*** Records shown Section Begins ***

PR #863, opened 2022-07-20
basic index event tests + edited visit context tests 

pranavbhimani:


azimov (approved):
Awesome, our test coverage for the shiny app is going up exponentially!

Issue #838, opened 2022-06-27
Logging improvements


azimov:
Currently, logging of the execution of cohort diagnostics is limited and it is difficult to understand which steps are taking a significant amount of time.

The output for each task should be captured in a way that allows granularity at the following levels:

* Total execution for all cohorts and all tasks, per database
* Time per each task for all cohorts
* Time per each cohort for each individual diagnostic task

Capturing these results in a manner which allows profiling afterwards is also required, therefore a csv file (or files) should be output that allows filtering and exploration. It is not currently a requirement that this file is explorable in the diagnostics explorer.

azimov:
Now Included in develop branch

PR #864, opened 2022-07-21
Improved logging

azimov:
This PR aims to improve logging.

All tasks are recorded in an appended csv file that stores the start time of the task, how long it ran, the name of the task (which relates to the function) and the parent calling task.

Not all code is timed - just things that are likely to result in long executions.
The individual cohort id or concept set id can be stored where this is relevant.

Closes. #838


R/CohortCharacterizationDiagnostics.R
```diff
@@ -39,19 +40,25 @@ getCohortCharacteristics <- function(connectionDetails = NULL,
...
-        cohortDatabaseSchema = cohortDatabaseSchema,
-        cdmVersion = cdmVersion,
-        cohortTable = cohortTable,
-        cohortId = cohortIds[start:end],
-        covariateSettings = covariateSettings,
-        aggregated = TRUE
-      )
-
+    timeExecution(
+      exportFolder,
```
gowthamrao, line 44: since HADES convention is to use named arguement - maybe this one was missed?

https://ohdsi.github.io/Hades/codeStyle.html#Use_named_arguments

R/CohortRelationship.R
```diff
@@ -400,21 +400,28 @@ executeCohortRelationshipDiagnostics <- function(connection,
...
-        comparatorCohortIds = cohortDefinitionSet$cohortId,
-        relationshipDays = dplyr::tibble(
-          startDay = temporalStartDays,
-          endDay = temporalEndDays
-        )
-      )
-
+    timeExecution(
+      exportFolder,
+      "runCohortRelationshipDiagnostics",
```
gowthamrao, line 405: named arguments maybe here too

R/ConceptSets.R
```diff
@@ -387,250 +386,181 @@ runConceptSetDiagnostics <- function(connection,
...
-  #                                                concept_id_table = conceptIdTable,
-  #                                                concept_sets_table = "#inst_concept_sets",
-  #                                                progressBar = FALSE,
-  #                                                reportOverallTime = FALSE)
-  # }
+    conceptSets[!duplicated(conceptSets$uniqueConceptSetId),] %>%
+      dplyr::select(-.data$cohortId, -.data$conceptSetId)
+
+  timeExecution(
+    exportFolder,
```
gowthamrao, line 393: maybe missed here too

R/Private.R
```diff
@@ -308,4 +308,28 @@ getPrefixedTableNames <- function(tablePrefix) {
   }
 
   return(resultList)
+}
+
+#' Internal utility function for logging execution of variables
+timeExecution <- function(exportFolder,
```
gowthamrao, line 314: this is amazing! maybe it should be in all OHDSI R pacakges

gowthamrao (approved):

R/Private.R
gowthamrao: ParallelLogger?

gowthamrao:
@azimov  would it be possible to add a column into the log that specifies the databaseId. 

Reason:
- we can append logs from multiple datasources/data partners and compare
- many times when i run CD in parallell over many data sources - the log does not tell me the databaseId anywhere. I have been using a workaround by encoding the databaseId in the file path.

azimov:
>  many times when i run CD in parallell over many data sources - the log does not tell me the databaseId anywhere. I have been using a workaround by encoding the databaseId in the file path.

The database id is not exposed properly in a lot of functions and it doesn't seem worthwhile to me. The purpose of these logs is to be per-database and the output is in the folder for this database. I do not want to write or support any R or Shiny utilities to work with these logs. I expect those viewing the logs to be able to use excel, all this is for is to give an indication of how long tasks are taking in more complex pipelines than those ran on user machines.

PR #867, opened 2022-07-27
Refactored characterization export to use common function for export …

azimov:
…of csv files

Also added test cases with continuous variables - things were missed in previous tests

Added tests for characterization utility in more isolation

Removed unused export andromeda to csv function

Added function to get default covariate settings

Added option to test to use full covariate settings


gowthamrao (changes requested):
Could we please add chunking to writeToCsv similar to [writeAndromeda legacy function)](https://github.com/OHDSI/CohortDiagnostics/blob/5567b89bd29ae84d9719e0805b1f3ee8b516dd9c/R/Incremental.R#L197-L203)

gowthamrao (dismissed):
Thats awesome work @azimov

gowthamrao (approved):

PR #876, opened 2022-08-03
Fix login

azimov:


gowthamrao:
Testing this on my local - connected to remote postgres. with 

> diagExpEnv$enableAnnotation <- FALSE
> diagExpEnv$enableAuthorization <- FALSE
> diagExpEnv$activeUser <- NULL

When i click on 'Concepts in data source' i get this

image



On R console i see this

```
SELECT *
                            FROM assure_phenotypes_o.annotation
                            WHERE annotation_id IN ();
Warning: Error in ._jobjRef_dollar: no field, method or inner class called 'parent' 
```

looks like app is trying to enable annotation even when its switched off

gowthamrao:
Testing with

#### Not recommended outside of secure firewalls deployments
diagExpEnv$enableAnnotation <- FALSE
diagExpEnv$enableAuthorization <- TRUE
diagExpEnv$activeUser <- NULL


I was able to login using credentials. That means - this issue appears to be fixed.

gowthamrao:
I however see this in R console

> This Font Awesome icon ('user-circle') does not exist:
> * if providing a custom `html_dependency` these `name` checks can 
>   be deactivated with `verify_fa = FALSE`

gowthamrao:
Using 

`diagExpEnv$activeUser <- 'anonymous'`

That worked and user: annonymous was logged in on app start.

(not sure if this is useful though. Especially because the app will force this account to be logged in, and since we dont have a log out functionality - no other user can login)

gowthamrao (changes requested):
It mostly worked

there is one warning message on console

found other related issues - described above

gowthamrao:
The message error: no field parent 
is coming from the function local function renderTranslateQuerySql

*** Records shown Section Ends ***

**To do**
Reproduce the entries exactly. Every word has to stay the same.

**Exercise output**
PR #863, opened 2022-07-20
basic index event tests + edited visit context tests 

pranavbhimani:


azimov (approved):
Awesome, our test coverage for the shiny app is going up exponentially!

Issue #838, opened 2022-06-27
Logging improvements


azimov:
Currently, logging of the execution of cohort diagnostics is limited and it is difficult to understand which steps are taking a significant amount of time.

The output for each task should be captured in a way that allows granularity at the following levels:

* Total execution for all cohorts and all tasks, per database
* Time per each task for all cohorts
* Time per each cohort for each individual diagnostic task

Capturing these results in a manner which allows profiling afterwards is also required, therefore a csv file (or files) should be output that allows filtering and exploration. It is not currently a requirement that this file is explorable in the diagnostics explorer.

azimov:
Now Included in develop branch

PR #864, opened 2022-07-21
Improved logging

azimov:
This PR aims to improve logging.

All tasks are recorded in an appended csv file that stores the start time of the task, how long it ran, the name of the task (which relates to the function) and the parent calling task.

Not all code is timed - just things that are likely to result in long executions.
The individual cohort id or concept set id can be stored where this is relevant.

Closes. #838


R/CohortCharacterizationDiagnostics.R
```diff
@@ -39,19 +40,25 @@ getCohortCharacteristics <- function(connectionDetails = NULL,
...
-        cohortDatabaseSchema = cohortDatabaseSchema,
-        cdmVersion = cdmVersion,
-        cohortTable = cohortTable,
-        cohortId = cohortIds[start:end],
-        covariateSettings = covariateSettings,
-        aggregated = TRUE
-      )
-
+    timeExecution(
+      exportFolder,
```
gowthamrao, line 44: since HADES convention is to use named arguement - maybe this one was missed?

https://ohdsi.github.io/Hades/codeStyle.html#Use_named_arguments

R/CohortRelationship.R
```diff
@@ -400,21 +400,28 @@ executeCohortRelationshipDiagnostics <- function(connection,
...
-        comparatorCohortIds = cohortDefinitionSet$cohortId,
-        relationshipDays = dplyr::tibble(
-          startDay = temporalStartDays,
-          endDay = temporalEndDays
-        )
-      )
-
+    timeExecution(
+      exportFolder,
+      "runCohortRelationshipDiagnostics",
```
gowthamrao, line 405: named arguments maybe here too

R/ConceptSets.R
```diff
@@ -387,250 +386,181 @@ runConceptSetDiagnostics <- function(connection,
...
-  #                                                concept_id_table = conceptIdTable,
-  #                                                concept_sets_table = "#inst_concept_sets",
-  #                                                progressBar = FALSE,
-  #                                                reportOverallTime = FALSE)
-  # }
+    conceptSets[!duplicated(conceptSets$uniqueConceptSetId),] %>%
+      dplyr::select(-.data$cohortId, -.data$conceptSetId)
+
+  timeExecution(
+    exportFolder,
```
gowthamrao, line 393: maybe missed here too

R/Private.R
```diff
@@ -308,4 +308,28 @@ getPrefixedTableNames <- function(tablePrefix) {
   }
 
   return(resultList)
+}
+
+#' Internal utility function for logging execution of variables
+timeExecution <- function(exportFolder,
```
gowthamrao, line 314: this is amazing! maybe it should be in all OHDSI R pacakges

gowthamrao (approved):

R/Private.R
gowthamrao: ParallelLogger?

gowthamrao:
@azimov  would it be possible to add a column into the log that specifies the databaseId. 

Reason:
- we can append logs from multiple datasources/data partners and compare
- many times when i run CD in parallell over many data sources - the log does not tell me the databaseId anywhere. I have been using a workaround by encoding the databaseId in the file path.

azimov:
>  many times when i run CD in parallell over many data sources - the log does not tell me the databaseId anywhere. I have been using a workaround by encoding the databaseId in the file path.

The database id is not exposed properly in a lot of functions and it doesn't seem worthwhile to me. The purpose of these logs is to be per-database and the output is in the folder for this database. I do not want to write or support any R or Shiny utilities to work with these logs. I expect those viewing the logs to be able to use excel, all this is for is to give an indication of how long tasks are taking in more complex pipelines than those ran on user machines.

PR #867, opened 2022-07-27
Refactored characterization export to use common function for export …

azimov:
…of csv files

Also added test cases with continuous variables - things were missed in previous tests

Added tests for characterization utility in more isolation

Removed unused export andromeda to csv function

Added function to get default covariate settings

Added option to test to use full covariate settings


gowthamrao (changes requested):
Could we please add chunking to writeToCsv similar to [writeAndromeda legacy function)](https://github.com/OHDSI/CohortDiagnostics/blob/5567b89bd29ae84d9719e0805b1f3ee8b516dd9c/R/Incremental.R#L197-L203)

gowthamrao (dismissed):
Thats awesome work @azimov

gowthamrao (approved):

PR #876, opened 2022-08-03
Fix login

azimov:


gowthamrao:
Testing this on my local - connected to remote postgres. with 

> diagExpEnv$enableAnnotation <- FALSE
> diagExpEnv$enableAuthorization <- FALSE
> diagExpEnv$activeUser <- NULL

When i click on 'Concepts in data source' i get this

image



On R console i see this

```
SELECT *
                            FROM assure_phenotypes_o.annotation
                            WHERE annotation_id IN ();
Warning: Error in ._jobjRef_dollar: no field, method or inner class called 'parent' 
```

looks like app is trying to enable annotation even when its switched off

gowthamrao:
Testing with

#### Not recommended outside of secure firewalls deployments
diagExpEnv$enableAnnotation <- FALSE
diagExpEnv$enableAuthorization <- TRUE
diagExpEnv$activeUser <- NULL


I was able to login using credentials. That means - this issue appears to be fixed.

gowthamrao:
I however see this in R console

> This Font Awesome icon ('user-circle') does not exist:
> * if providing a custom `html_dependency` these `name` checks can 
>   be deactivated with `verify_fa = FALSE`

gowthamrao:
Using 

`diagExpEnv$activeUser <- 'anonymous'`

That worked and user: annonymous was logged in on app start.

(not sure if this is useful though. Especially because the app will force this account to be logged in, and since we dont have a log out functionality - no other user can login)

gowthamrao (changes requested):
It mostly worked

there is one warning message on console

found other related issues - described above

gowthamrao:
The message error: no field parent 
is coming from the function local function renderTranslateQuerySql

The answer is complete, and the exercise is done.